Rocker vs Carver

DomB

Well-known member
Joined
Aug 25, 2020
Some what I think are interesting observations about fat skis vs. all mountain carvers below after skiing a carver for essentially the first time below. Welcome any input:

I had the chance to switch out my super fun J ski Master Blaster (wide under foot, very playful in bumps and trees, strong, early rocker rise, essentially twin tip, metal laminate with maple) for a low rocker, 'long edge' ski - Head e-titan 82 underfoot. It triggered a lot of thoughts about ski type and thought it would be interesting to mention and hear from thoughtful ski type folks that hang out here.

The biggest change I notices was very early engagement of the inside edge on outside ski/ inside edge of inside ski at the start of the turn on the carver. Second thing I noticed was much more edge hold and stability at speed over the J skis.

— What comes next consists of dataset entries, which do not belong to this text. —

PR #761, opened 2025-02-08
x86_64: Add CET instructions and check in CI

### LINKED ISSUE #762: Support Intel's Control-Flow Protections (CET)
**Context** See https://lpc.events/event/7/contributions/729/attachments/496/903/CET-LPC-2020.pdf
Intel added hardware support to stop Return-Oriented Programming (ROP) attacks. IT consists of a Shadow Stack (SHSTK) and Indirect Branch Tracking (IBT). 

Our current x86 assembly does not implement CET. That means that when compiling with `-fcf-protection` (only available on x86), the resulting binary won't actually have cf protections enabled.
To fix our assembly two things need to happen:

1) Each object file generated needs to contain the appropriate properties signalling that it does support CET. That basically means adding
```
	.section	.note.gnu.property,"a"
.align 8
	.long	 1f - 0f
	.long	 4f - 1f
	.long	 5
0:
	.string	 "GNU"
1:
	.align 8
	.long	 0xc0000002
	.long	 3f - 2f
2:
	.long	 0x3
 3:
   .align 8
4:
```

or including <cet.h> in the assembly files.

2) Each potential target of an indirect branch needs to be an `ENDBR64` instruction. `<cet.h>` provides a convienent `_CET_ENDBR` macro for that which is empty if CET is disabled, `ENDBR64` when it's enabled on 64-bit platforms, and `ENDBR32` when it's enabled on 32-bit platforms.

mkannwischer:
Modern x86_64 support hardware features through the CET instructions to protect
against return-oriented programming (ROP) attacks. Those protections can be
enabled through -fcf-protection=.
For this to work, all compilation units (including assembly) need to support
CET.

This commit adds support and contains two main changes:

1) Each assembly file needs to set the the appropriate note.gnu.property
 section to signal that it does support CET. We achieve this by including cet.h
 in all assembly files which sets the required properties.
 Note that this applies also to empty compilation units (e.g., the aarch64
 assembly files when compiling for x86_64).

2) Each label that can potentially be a target of an indirect branch needs
 to start with en endbr64 instruction, otherwise the branch faults.
 Our assembly does not use indirect branches and, hence, any internal branching
 is unaffected by this.
 However, the global symbols may potentially be targets of indirect branches
 (they don't seem to be though). To address this, we add endb64 to every global
 symbol by using the _CET_ENDBR macro provided by cet.h. Note that this is
 only adding the instruction in case CET is enabled.
 We introduce a new macro MLK_ASM_FN_SYMBOL that adds this automatically for
 X86 systems. This way our assembly simplification scripts are unaffected as
 the endbr64 instructions are out of scope.

Resolves #762

### DIFF
--- a/mlkem/sys.h
+++ b/mlkem/sys.h
@@ -109,4 +109,30 @@
 #define MLK_ALIGN /* No known support for alignment constraints */
 #endif
 
+
+/* New X86_64 CPUs support Conflow-flow protection using the CET instructions.
+ * When enabled (through -fcf-protection=), all compilation units (including
+ * empty ones) need to support CET for this to work.
+ * For assembly, this means that source files need to signal support for
+ * CET by setting the appropriate note.gnu.property section.
+ * This can be achieved by including the <cet.h> header in all assembly file.
+ * This file also provides the _CET_ENDBR macro which needs to be placed at
+ * every potential target of an indirect branch.
+ * If CET is enabled _CET_ENDBR maps to the endbr64 instruction, otherwise
+ * it is empty.
+ * In case the compiler does not support CET (e.g., <gcc8, <clang11),
+ * the __CET__ macro is not set and we default to nothing.
+ * Note that we only issue _CET_ENDBR instructions through the MLK_ASM_FN_SYMBOL
+ * macro as the global symbols are the only possible targets of indirect
+ * branches in our code.
+ */
+#if defined(MLK_SYS_X86_64)
+#if defined(__CET__)
+#include <cet.h>
+#define MLK_CET_ENDBR _CET_ENDBR
+#else
+#define MLK_CET_ENDBR
+#endif
+#endif
+
 #endif /* MLK_SYS_H */
--- a/scripts/autogen
+++ b/scripts/autogen
@@ -1056,7 +1056,14 @@ def synchronize_backends(
         delete=delete,
         force_cross=force_cross,
         no_simplify=no_simplify,
-        cflags="-Imlkem/native/x86_64/src/ -mavx2",
+        # Turn off control-flow protection (CET) explicitly. Newer versions of
+        # clang turn it on by default and insert endbr64 instructions at every
+        # global symbol.
+        # We insert endbr64 instruction manually via the MLK_ASM_FN_SYMBOL
+        # macro.
+        # This leads to duplicate endbr64 instructions causing a failure when
+        # comparing the object code before and after simplification.
+        cflags="-Imlkem/native/x86_64/src/ -mavx2 -fcf-protection=none",
     )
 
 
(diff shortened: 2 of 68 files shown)


scripts/simpasm
```diff
@@ -278,7 +278,7 @@ def simplify(logger, args, asm_input, asm_output=None):
         else:
             autogen_header += [
                 f".global {sym}",
-                f"{sym}:",
+                f"{sym.replace('MLK_ASM_NAMESPACE', 'MLK_ASM_FN_SYMBOL')}",
```
hanno-becker, line 281: Why don't we use the macro in the dev files too?

mlkem/sys.h
```diff
@@ -109,4 +109,29 @@
...
+ * the __CET__ macro is not set and we default to nothing.
+ * Note that we only issue _CET_ENDBR instructions through the MLK_ASM_FN_SYMBOL
+ * macro as the global symbols are the only possible targets of indirect
+ * branches in our code.
+ */
+#if defined(MLK_SYS_X86_64)
+#if defined(__CET__)
+#include <cet.h>
+#else
+#define _CET_ENDBR
```
hanno-becker, line 133: Wrap this macro in MLK_XXX? otherwise there is risk it unintentionally gets undefined at the end of the monobuild

scripts/simpasm
hanno-becker: Or wait, we seem to... so why is this needed?

hanno-becker (changes requested):
I would prefer not to dummy-define _CET_xxx but use a MLK_ wrapper. Otherwise we risk breaking this with the undef section in the monobuild

scripts/simpasm
mkannwischer: The symbol name is grepped out of the .global directive. 
Before we were using MLK_ASM_NAMESPACE() for both the .global and the label. 
Now we use `MLK_ASM_NAMESPACE` for the .global, but `MLK_ASM_FN_SYMBOL` for the label. 
Would be nice to clean this up in the future and combine everything into one macro, but I did not manage to get that to work.

mlkem/sys.h
mkannwischer: yes, good point. Changed.

scripts/simpasm
hanno-becker: Ack

scripts/autogen
```diff
@@ -1056,7 +1056,14 @@ def synchronize_backends(
         delete=delete,
         force_cross=force_cross,
         no_simplify=no_simplify,
-        cflags="-Imlkem/native/x86_64/src/ -mavx2",
+        # Turn off control-flow protection (CET) explicitly. Newer versions of
+        # clang turn it on by default and insert endbr64 instructions at every
+        # global symbol.
+        # We insert endbr64 instruction manually via the MLK_ASM_FN_SYMBOL
+        # macro.
+        # This leads to duplicate endbr64 instructions causing a failure when
```
hanno-becker, line 1064: This comment seems a bit misplaced -- it should be moved up?

hanno-becker (approved):
Thank you @mkannwischer !

PR #763, opened 2025-02-08
Add option for destruction of intermediate values

hanno-becker:
FIPS-203, Section 3.3 demands the destruction of intermediate values before returning to the caller. This commit adds a compile-time option MLK_DESTRUCT_INTERMEDIATES which implements that.

When set, MLK_DESTRUCT_INTERMEDIATES causes all intermediate stack buffers to be wiped prior to function return, via a new function ct_zeroize() in verify.h. (NB: The constant-time'ness is not relevant here, but conceptually the function is still best-placed in verify.h alongside other functions which, when naively implemented, would be prone to harmful compiler optimization -- ct_zeroize fits this category).

By default, ct_zeroize() is implemented via SecureZeroMemory on Windows, and a plain memset + compiler barrier otherwise. Using memset_s would be preferred, but there is no portable way of detecting whether it is available. If users need to register a custom ct_zeroize, they can do so by defining MLK_CT_ZEROIZE_NATIVE and defining ct_zeroize_native, similar to how the arithmetic and FIPS-202 backends work.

The third thing I noticed was the feeling of going back to the J ski - I felt the work I have been doing to engage the new edges early-ish (it is physically impossible for me to engage them as early as the carvers).

The only negative I noticed was that after 10 hours of skiing (8 on the Js and 1.5 at ski bowl on the carver), I almost hooked the carver skis on a lazy turn as I got tired (ie I think the carvers doing what they were meant for me to do and catching me for skiing lazy in a way the J skis would forgive).

Anyway, hopefully I did not waste too much of anyone's time, but now I see why people buy more than one pair of skis. This has me thinking a long edged ski with decent side cut in the 80s is the way to go . . . . The only thing I did not get to do was take em in trees or rows of bumps. Handled occasional bumps fine.

I would imagine the 82 underfoot would be fine for anything under 8 or so inches of powder. I have taken the Js in 2 feet of powder with no substantial issues.
 
Dom, it sounds like you may have had an Ah-hah moment. Having another set might be a good idea for the amount of skiing you do. I almost blew my knee out once when I got complacent at speed with carving skis and they hooked. They definitely need to be on edge. There’s nothing like the springy pop you can get with a true cambered ski.
 
Spongeworthy nailed it over a decade ago:

 
Thanks both. I may end up getting something somewhere between mid 70s to low 80s underfoot with less rocker (pretty significant rocker and early rise now).

I have to get a Ptex job as I did my first core shot ever (down to the white) showing a friend's daughter how to ski over a death cookie (likely easier on those early rocker skis) in anticipation of what we might see on Foxlair yesterday. It was the right call as that was pretty gnarly around 9 am on Sunday. Dust on crust, cookies, and occasionally some very nice easily turnable spots.